In the instant case, Customs Laboratory Report No. 4-93-20693- 001 dated May 6, 1993, has revealed that the Negro Marquina stones are geological limestone. The laboratory report found that a sample of Negro Marquina, a black stone measuring 10 cm by 9 cm by 2 cm, was composed of limestone. The laboratory report further stated that the Negro Marquina was not agglomerated. One surface of the Negro Marquina was polished and the sides were cut but not polished. The Negro Marquina sample did have beveled edges of 0.0195 inch to 0.0280 inch.

According to HRL 085266 and the ENs, stones are classified based on their geological makeup. Since geological limestone is a different stone than geological marble, the stones cannot be classified as entered by the protestant. The Negro Marquina stones are properly classified under subheading 6802.92.00, HTSUS, which provides for "...Other...Other calcareous stone."

In cases such as this, where the protestant submits an outside report that differs from the Customs laboratory report, the Customs laboratory report cannot be disregarded and, therefore, takes precedence over the outside report. Customs Directive 099 3820-002 dated May 4, 1992. In administering the HTSUS, Customs must be consistent while classifying the same type of merchandise entering the U.S. In order to consistently classify stone products according to their geological make up, the same laboratory analysis must be used throughout Customs. Customs cannot rely on outside reports which may or may not utilize different testing methods and still remain consistent in its tariff classification. Additionally, Customs does not have any evidence that the merchandise tested by the outside laboratory is the same merchandise that was imported into the U.S. Therefore, Customs must rely on its own laboratory analysis when determining the proper tariff classification.

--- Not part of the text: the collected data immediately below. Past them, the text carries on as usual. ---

PR #780, opened 2019-08-15
Glyph rendering optimization using variable length argument expansion

jonmmease:
## Background
This PR is motivated by the performance characteristics discovered while developing the quadmesh glyph in https://github.com/pyviz/datashader/pull/779. In particular, see the discussion of fixed vs variable length arguments in https://github.com/pyviz/datashader/pull/779#issuecomment-521248206.

The key insight here is that during glyph rendering, the numba optimization of the rendering functions can result in substantially faster code if the input functions contain a fixed number of arguments rather than a variable length argument (e.g. *args).

In the glyph rendering code, this variable length argument is usually called `*aggs_and_cols` and it contains a list of the aggregate arrays that are being populated and the columns that are used as input to the reduction calculations.  The length of this argument varies depending on the chosen reduction operation, but the length will remain the same for every render call for a given operation.

### expand_varargs
This PR adds a `datashader.macros` module that provides the `expand_varargs` decorator builder.  This decorator builder inputs the desired number of arguments to expand to, and returns a function decorator.  This function decorator will transform the [AST](https://docs.python.org/3/library/ast.html) of the wrapped function to replace variable length arguments with a fixed number of arguments/variables.

This only makes sense for cases where the only thing the function does with the variable length argument is to pass it along to other functions in star-form.  For example, calling...

```python
@expand_varargs(2)
def example_fn(a, b, *args):
    print(a, b)
    other_fn(a, b, *args)
```

would transform the function AST into a function equivalent to 
```python
def example_fn(a, b, _0, _1):
    print(a, b)
    other_fn(a, b, _0, _1)
```

If the variable length argument is used in any other context then an error is raised. For example, an error will be raised if the `example_fn` looks inside `args`.

```python
@expand_varargs(2)
def example_fn(a, b, *args):
    print(a, b, args[0])
    other_fn(a, b, *args)
```
:arrow_up: would raise a `ValueError`.

The whole point of doing this is to transform the input function before it is passed to numba's jit compilation decorator.

### Glyph.expand_aggs_and_cols
A new `expand_aggs_and_cols` method has been added to the `Glyph` baseclass. This method inputs the `append` function that will perform the reduction operation, and returns an `expand_varargs` decorator configured to expand the `*aggs_and_cols` argument to the correct number of fixed arguments.

### Glyph updates
The new decorator has been added to all applicable rendering functions in the `points`, `line`, and `area` glyphs.  I think Trimesh could also benefit from this technique, but it doesn't quite follow the same pattern of passing around the `*aggs_and_cols` argument, so that will take some refactoring.  `raster` doesn't currently use the same glyph/aggregation framework.

## Performance results
Here are some benchmark comparisons of this branch with `master`.

Notebooks:
 - **Before**: https://anaconda.org/jonmmease/expand_varargs_before/notebook
 - **After**: https://anaconda.org/jonmmease/expand_varargs_after/notebook

I tested `points`, `line`, and `area` glyphs using the `count`, `sum`, `mean`, and `std` reduction operations.  Here is a plot of the results: 

newplot

Note that the y-axis is time in seconds.

Notice how the improvements grow more significant as the reduction operation get more complex. This corresponds to the `*aggs_and_cols` argument getting longer.

The speedups for the coming quadmesh glyph should be even more significant than the gains for the area glyph above.

@jbednar @philippjfr

### DIFF
--- a/datashader/geo.py
+++ b/datashader/geo.py
@@ -3,7 +3,7 @@ This module contains geoscience-related transfer functions whose use is complete
 
 """
 
-from __future__ import division
+from __future__ import division, absolute_import
 
 import numpy as np
 import datashader.transfer_functions as tf
--- a/datashader/glyphs/area.py
+++ b/datashader/glyphs/area.py
@@ -89,10 +89,14 @@ class AreaToZeroAxis0(_PointLike):
 
     @memoize
     def _build_extend(self, x_mapper, y_mapper, info, append):
-        draw_trapezoid_y = _build_draw_trapezoid_y(append)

Moreover, the protestant's expert has opined that the Negro Marquina stones "would be considered marble from a commercial point of view. The primary use of these rocks is apparently as polished stone, the most critical part of the definition of marble." As stated previously, to determine the proper tariff classification, Customs uses the commonly-accepted geological definition of stones. We do not accept marble's "commercial" definition of polished limestone or limestone capable of taking a polish which is espoused by the protestant.

Additionally, the protestant's expert opines that "a purely scientific definition is unfortunately ambiguous and presumable should not be used in the present context." We do not agree. Geologically, marble is a metamorphic rock resulting from the recrystallization of limestone. While limestone is a sedimentary rock possessing a great deal of fossil material, marble is a metamorphic rock with a high degree of crystallinity. Customs Laboratory has found numerous occasions that Negro Marquina does not possess the degree of crystallinity required of geological marble. Therefore, it is not classifiable as marble under subheading 6802.91.05, HTSUS


The geological definition is used in determining the proper tariff classification of stones under the HTSUS. Therefore, the Negro Marquina stones were properly classified under subheading 6802.92.00, HTSUS, which provides for "...Other...Other calcareous stone."

This protest should be denied. A copy of this decision should be attached to the Customs Form 19 and provided to the protestant as part of the notice of action on the protest.